The previous examples showed comparison between two different LLVM
implementations, and cross-language comparisons between Cryptol, Java,
and LLVM. The script in `ffs_java.saw`

compares two different Java
implementations, instead.

```
print "Extracting reference term";
j <- java_load_class "FFS";
ffs_ref <- jvm_extract j "ffs_ref";
print "Extracting implementation term";
ffs_imp <- jvm_extract j "ffs_imp";
print "Proving equivalence";
let thm1 = {{ \x -> ffs_ref x == ffs_imp x }};
prove_print abc thm1;
print "Done.";
```

As with previous Java examples, this one needs to be run with the `-b`

flag to tell the interpreter where to find Java:

`> saw -b <path to directory where Java lives> ffs_java.saw`

Most of the previous examples have used the `abc`

tactic to discharge
theorems. This tactic works by translating the given term to
And-Inverter Graph (AIG) format, transforming the graph in various
ways, and then using a SAT solver to complete the proof.

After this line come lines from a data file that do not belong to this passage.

PR #85, opened 2023-04-03
Added unit tests

scohen:
Skipped most of the conversions test until I reinstate the elixir <-> lsp conversions

### DIFF
--- a/apps/common/test/lexical/line_parser_test.exs
+++ b/apps/common/test/lexical/line_parser_test.exs
@@ -1,0 +1,102 @@
+defmodule Lexical.SourceFile.LineParserTest do
+  alias Lexical.SourceFile.LineParser
+
+  import Lexical.SourceFile.Line
+  use ExUnit.Case
+  use ExUnitProperties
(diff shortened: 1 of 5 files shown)


apps/common/test/lexical/line_parser_test.exs
```diff
@@ -0,0 +1,102 @@
...
+
+  import Lexical.SourceFile.Line
+  use ExUnit.Case
+  use ExUnitProperties
+
+  test "parsing a single \n" do
+    assert length(LineParser.parse("\n", 1)) == 1
+  end
+
+  def parse(lines) do
```
scottming, line 12: I noticed that you often use 'public def' instead of 'defp' in tests. I'm curious about the reason behind this choice.

scohen: I don't give it much thought tbh. They're unit tests, they're supposed to be simple and dumb so I use def. 
One thing to consider is that setup and callback functions need to be def.

PR #86, opened 2023-04-04
Converted range-able response types

scohen:
I was noticing a lot of manual conversions in the code, and that kind of stinks. To help with this, I'm going to change how things work in the project, but this requires some additions to the protocol.

The overarching idea is to push conversions into the protocol, so that on the way in, we convert from LSP structures to native and on the way out we convert from native to LSP structures. Presently, there was no conversion on the way out (there is conversion on the way in), so this PR adds conversion when we write data.

The next step will be to change our native structures to be one-based (thanks, Elixir, for not making that configurable) so all we need to deal with in the language server are our data structures.

### DIFF
--- a/apps/proto/lib/lexical/protocol/proto/convert.ex
+++ b/apps/proto/lib/lexical/protocol/proto/convert.ex
@@ -3,7 +3,7 @@ defmodule Lexical.Protocol.Proto.Convert do
   alias Lexical.SourceFile
 
   def to_elixir(%{lsp: lsp_request} = request) do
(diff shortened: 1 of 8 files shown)


Sleepful (approved):
I was looking really hard for something that said `- 1` or `+ 1`, is that kind of translation present in this PR?

scohen:
you see it a lot in the interfaces between the LSP and elixir. Look at #84 and you'll see what I mean.

scottming (approved):

PR #87, opened 2023-04-05
Converted positions to be one-based

### LINKED ISSUE #81: Protocol improvements
When I started lexical, I thought that I could eliminate the conversion between elixir's positions (one-based everything) and the LSP's positions (zero-based everything) by setting compiler options. However this turned out to be a documentation issue; starting an elixir file on line 0 and column 0 is not possible consistently. 

Knowing this, we should give up on this approach and instead work on handling these conversions at the protocol layer. There, when we read data, we'll add 1 to positions and on the way out, we'll subtract one. 

The goal here is to not have `character = pos.character + 1` in the user-land code.

scohen:
When I designed lexical, I thought it would be good to have zero-based positions like the LS protocol and elixir's conventions. I thought that getting the compiler to emit zero-based messages would be as simple as adding a compiler setting. However, it's not so easy. In fact, it's impossible at the present moment.

So, we can see the code is starting to get a lot of `line + 1` and `line - 1` kind of code, which stinks.

Combined with the last commit, this changes source files, code units, positions and ranges to be one-based, and we convert from the zero-based language server at the boundaries. Now, the only code that adds or subtracts will be string manipulation code, which we'll likely put behind some kind of interface.

Get ready for a series of off-by-one errors

Fixes #81

### DIFF
--- a/apps/common_protocol/lib/lexical/protocol/conversions.ex
+++ b/apps/common_protocol/lib/lexical/protocol/conversions.ex
@@ -8,6 +8,7 @@ defmodule Lexical.Protocol.Conversions do
   are the same in both utf-8 and utf-16, since they reference characters and not bytes.
   """
   alias Lexical.CodeUnit
+  alias Lexical.Math
   alias Lexical.Protocol.Types.Position, as: LSPosition
   alias Lexical.Protocol.Types.Range, as: LSRange
   alias Lexical.SourceFile
@@ -18,10 +19,7 @@ defmodule Lexical.Protocol.Conversions do
 
   import Line
 
-  def to_elixir(
-        %LSRange{} = ls_range,
-        %SourceFile{} = source
-      ) do
+  def to_elixir(%LSRange{} = ls_range, %SourceFile{} = source) do
     with {:ok, start_pos} <- to_elixir(ls_range.start, source.document),
          {:ok, end_pos} <- to_elixir(ls_range.end, source.document) do
       {:ok, %ElixirRange{start: start_pos, end: end_pos}}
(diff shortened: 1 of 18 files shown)


apps/common_protocol/lib/lexical/protocol/conversions.ex
```diff
@@ -8,6 +8,7 @@ defmodule Lexical.Protocol.Conversions do
   are the same in both utf-8 and utf-16, since they reference characters and not bytes.
   """
   alias Lexical.CodeUnit
+  alias Lexical.Math
```
scottming, line 11: Unused.

apps/server/lib/lexical/server/project/diagnostics.ex
```diff
@@ -133,20 +135,23 @@ defmodule Lexical.Server.Project.Diagnostics do
...
     defp position_to_range(%SourceFile{} = source_file, {line_number, column}) do
-      line_number = Math.clamp(line_number - 1, 0, SourceFile.size(source_file) - 1)
-      column = max(column - 1, 0)
-
-      with {:ok, line_text} <- SourceFile.fetch_text_at(source_file, line_number),
-           {:ok, character} <- CodeUnit.to_utf16(line_text, column) do
-        Range.new(
-          start: Position.new(line: line_number, character: character),
-          end: Position.new(line: line_number + 1, character: 0)
+      line_number = Math.clamp(line_number, 1, SourceFile.size(source_file) + 1)
```
scottming, line 138: why changed `SourceFile.size(source_file) - 1` to `SourceFile.size(source_file) + 1)`?

We need to ensure that the line_number does not exceed the actual maximum number of lines, so we need to subtract 1.

apps/server/test/support/cursor_support.ex
```diff
@@ -51,4 +51,12 @@ defmodule Lexical.Test.CursorSupport do
...
     |> IO.iodata_to_binary()
   end
+
+  defp starting_line do
+    1
+  end
+
+  defp starting_column do
+    1
+  end
```
Sleepful, line 61: clear naming 👍

Sleepful (approved):
all of these numbers are making me dizzy, is this what it feels like to be an accountant? 

I have a feeling that having `1`s and `0`s on `remote_control` and `server` is evidence of leaky abstraction that should not leave the `common` and `protocol` apps. Tell me what you think!

apps/server/test/support/cursor_support.ex
Sleepful: I would not dislike it at all if this approach was taken for most `1`s and `0`s across the codebase

scohen:
It’s not a leaky abstraction, the lsp defines positions as being zero based, elixir compilation errors are one~based, but elixir strong operations are zero based. The problem isn’t a leaky abstraction so much as a lack of an abstraction

apps/common_protocol/lib/lexical/protocol/conversions.ex
scohen: Strange, lexical didn't highlight this.

PR #88, opened 2023-04-05
Use multiple diagnostics instead of one

### LINKED ISSUE #25: Should generate two diagnostics for `missing terminator` error
```elixir
defmodule Dummy do
  @moduledoc """
  Documentation for `Dummy`.
  """

  @doc """
  Hello world.

  ## Examples

      iex> Dummy.hello()
      :world

  """
  def hello do
    :world
  end

  def foo(foo) do
    .
  end
end
```

```bash
$ mix compile
Compiling 1 file (.ex)

== Compilation error in file lib/dummy.ex ==
** (TokenMissingError) lib/dummy.ex:23:1: missing terminator: end (for "do" starting a
t line 1)
    (elixir 1.14.0) lib/kernel/parallel_compiler.ex:346: anonymous fn/5 in Kernel.Para
llelCompiler.spawn_workers/7
```

scottming:
Hint is not always available, but when there is a hint, its information is more precise than the context. Currently, when there is a hint, there will be three diagnostics provided. However, I prefer to have only **one diagnostic**.

for example:

```elixir
defmodule ElixirNav do
  def foo_middle() do
  end






  def foo_end() do

  def foo() do
  end
end
```

image

The diagnostic of line 10 is enough.

### another change

Also, we cannot use the method of adding 1 to highlight the entire line. This can easily cause the range to exceed the total number of lines in the code and highlight the whole file. Instead, we should use:

```
      elixir_range =
        ExRange.new(
          ExPosition.new(line_number, column),
          ExPosition.new(min(line_number + 1, file_size), 1)
        )
```
This is the preview in VScode.(I verified this in vscode and neovim.)

image

And this is the preview of this previous code

```elixir
          ExPosition.new(line_number, column),
          ExPosition.new(line_number + 1, 1)
```

image

Fixes #25

### DIFF
--- a/apps/remote_control/lib/lexical/remote_control/build/error.ex
+++ b/apps/remote_control/lib/lexical/remote_control/build/error.ex
@@ -16,15 +16,65 @@ defmodule Lexical.RemoteControl.Build.Error do
   end
 
   def parse_error_to_diagnostics(context, message_info, token) do
-    diagnostic = %Diagnostic{
-      file: nil,
-      severity: :error,
-      position: context_to_position(context),
-      compiler_name: "Elixir",
-      message: message_info_to_binary(message_info, token)
-    }
+    parse_error_diagnostic_functions = [
+      &build_end_line_diagnostics/3,
+      &build_start_line_diagnostics/3,
+      &build_hint_diagnostics/3
+    ]
 
-    [diagnostic]
+    Enum.flat_map(parse_error_diagnostic_functions, & &1.(context, message_info, token))
+  end
+
+  defp build_end_line_diagnostics(context, message_info, token) do
+    [end_line_message | _] = String.split(message_info, "\n")
+
+    [
+      %Diagnostic{
+        file: nil,
+        severity: :error,
+        position: context_to_position(context),
+        compiler_name: "Elixir",
+        message: "#{end_line_message}#{token}"
+      }
+    ]
+  end
+
+  @start_line_regex ~r/(\w+) \(for (.*) starting at line (\d+)\)/
+  defp build_start_line_diagnostics(_context, message_info, _token) do
+    case Regex.run(@start_line_regex, message_info) do
+      [_, missing, token, start_line] ->
+        diagnostic = %Diagnostic{
+          file: nil,
+          severity: :error,
+          position: String.to_integer(start_line),
+          compiler_name: "Elixir",
+          message: "The #{token} here is missing a terminator: #{inspect(missing)}"
+        }
+
+        [diagnostic]
+
+      _ ->
+        []
+    end
+  end
+
+  @hint_regex ~r/HINT: .*on line (\d+).*/m
+  defp build_hint_diagnostics(_context, message_info, _token) do
+    case Regex.run(@hint_regex, message_info) do
+      [message, hint_line] ->
+        diagnostic = %Diagnostic{
+          file: nil,
+          severity: :error,
+          position: String.to_integer(hint_line),
+          compiler_name: "Elixir",
+          message: String.replace(message, ~r/on line \d+/, "here")
+        }
+
+        [diagnostic]
+
+      _ ->
+        []
+    end
   end
 
   def error_to_diagnostic(%CompileError{} = compile_error, _stack, _quoted_ast) do
--- a/apps/remote_control/lib/lexical/remote_control/build/error.ex
+++ b/apps/remote_control/lib/lexical/remote_control/build/error.ex
@@ -12,7 +12,7 @@ defmodule Lexical.RemoteControl.Build.Error do
     detail_diagnostics = detail_diagnostics(detail)
     error = message_info_to_binary(message_info, token)
     error_diagnostics = parse_error_to_diagnostics(context, error, token)
-    uniq(error_diagnostics ++ detail_diagnostics)
+    extract_line(error_diagnostics ++ detail_diagnostics)
   end
 
   def parse_error_to_diagnostics(context, message_info, token) do
@@ -25,18 +25,15 @@ defmodule Lexical.RemoteControl.Build.Error do
     Enum.flat_map(parse_error_diagnostic_functions, & &1.(context, message_info, token))
   end
 
-  defp uniq(diagnostics) do
+  defp extract_line(diagnostics) do
     # We need to uniq by position because the same position can be reported
     # and the `end_line_diagnostic` is always the precise one
     position_key = fn
-      %Diagnostic{position: position} when is_tuple(position) ->
-        elem(position, 0)
-
-      %Diagnostic{position: position} ->
-        position
+      %Diagnostic{position: {line, _column}} -> line
+      %Diagnostic{position: line} -> line
     end
 
-    Enum.uniq_by(diagnostics, &position_key.(&1))
+    Enum.uniq_by(diagnostics, position_key)
   end
 
   defp build_end_line_diagnostics(context, message_info, token) do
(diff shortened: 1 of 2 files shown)


scohen:
> However, I prefer to have only one diagnostic.

I prefer to have several, and here's why. 
Imagine you're editing a 300 line file, and you introduce an error in the middle. With a single diagnostic, it's very likely that you'll miss the tiny red squiggly lines somewhere in the middle of the file, but with diagnostics surrounding it, it's much more clear --especially if you're looking at the beginning or the end.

Alternatively, the `write_aig`

command can be used to write an AIG
directly to a file, in AIGER format, for
later processing by external tools, as shown in
`code/ffs_gen_aig.saw`

.

```
cls <- java_load_class "FFS";
bc <- llvm_load_module "ffs.bc";
java_ffs_ref <- jvm_extract cls "ffs_ref";
java_ffs_imp <- jvm_extract cls "ffs_imp";
c_ffs_ref <- llvm_extract bc "ffs_ref";
c_ffs_imp <- llvm_extract bc "ffs_imp";
write_aig "java_ffs_ref.aig" java_ffs_ref;
write_aig "java_ffs_imp.aig" java_ffs_imp;
write_aig "c_ffs_ref.aig" c_ffs_ref;
write_aig "c_ffs_imp.aig" c_ffs_imp;
print "Done.";
```

Conversely, the `read_aig`

command can construct an internal term from
an existing AIG file, as shown in `ffs_compare_aig.saw`

.

```
java_ffs_ref <- read_aig "java_ffs_ref.aig";
java_ffs_imp <- read_aig "java_ffs_imp.aig";
c_ffs_ref <- read_aig "c_ffs_ref.aig";
c_ffs_imp <- read_aig "c_ffs_imp.aig";
let thm1 = {{ \x -> java_ffs_ref x == java_ffs_imp x }};
prove_print abc thm1;
let thm2 = {{ \x -> c_ffs_ref x == c_ffs_imp x }};
prove_print abc thm2;
print "Done.";
```

We can use external AIGs to verify the equivalence as follows, generating the AIGs with the first script and comparing them with the second:

```
> saw -b <path to directory where Java lives> ffs_gen_aig.saw
> saw ffs_compare_aig.saw
```

Files in AIGER format can be produced and processed by several external tools, including ABC, Cryptol version 1, and various hardware synthesis and verification systems.